2. It gives Portable Support so that one can use it from pen-drive itself
3. One can have one's own hotkey for any LFK (Language + Font + Keyboard Layout combination) (no need to be dependent on F10 which may not work in laptops if function key configurations are changed)
4. There is Dynamic in-built help for keymappings of all languages (no need to refer online help pages)
5. One can change existing key mappings in any manner for any LFK (Language + Font + Keyboard Layout combination) in an easy and straightforward manner - quite unique among the Indic computing
6. One can create one's own keyboard layout for any LFK.

== Android Version ==
In 2016, Azhagi has launched the Mobile App for Android users with the custom transliteration feature. Though this app is created based on Indic Keyboard, it supports both the transliteration and transcription.

== Development team ==
B. Vishwanathan, a software professional, developed Azhagi after he quit from Tata Consultancy Services due to illness. During 1999, the transliteration tools in Tamil had a lot of rough edges. Most importantly, it was not user-friendly. It was then, Viswanathan resolved to develop a user-friendly English-to-Tamil transliteration software. Later in 2000, Azhagi was released and he named the software Azhagi, to symbolise his wife's 'beautiful' heart.

== Support from users ==
Lot of websites, software, documents which uses the Tamil font make use of the Azhagi and it has support from the user and they are displaying their thanks giving note on their blogs and web pages. In addition to the transliteration tool, Azhagi also provides links to hundreds of free Tamil fonts in Unicode, TSCII, TAB and TAM format.
It is recommended by lot of users and its popularity is also increased gradually.

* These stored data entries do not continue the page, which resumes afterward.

PR #3707, opened 2025-10-23
Support Agent Session Tools 

toubatbrian:
Support adding tools directly to agent sessions that are shared by all agents


toubatbrian:
@theomonnom as we discussed, here's PR for adding agent session tools, I'm going to merge this small PR for now to unblock the ivr activity once. But let me know if you want to add anything else, I can do a quick follow up

PR #3711, opened 2025-10-24
add extra instructions + tools params into GetEmailTask

tinalenguyen:
allows for `GetEmailTask()` to be used in more specialized cases


tinalenguyen:
@theomonnom In the SurveyAgent use case, `decline_email_capture()` causes TaskGroup to break since ToolError is an exception. I bypassed this by passing in the `disqualify()` tool and adding extra instructions to call that instead. I think it can be helpful to "override" things like that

== Awards and recognition ==
- B. Vishwanathan was awarded the Manthan Award in 2006, for the development of dual screen transliteration tool Azhagi.
- In July 2004, chennaionline described B. Vishwanathan as a computer expert for his invention of Azhagi.
- In November 2004, Nilacharal described Vishwanathan as Thamizh Valarkkum Arignar, which means, Tamil Developing Scholar for the invention of Azhagi.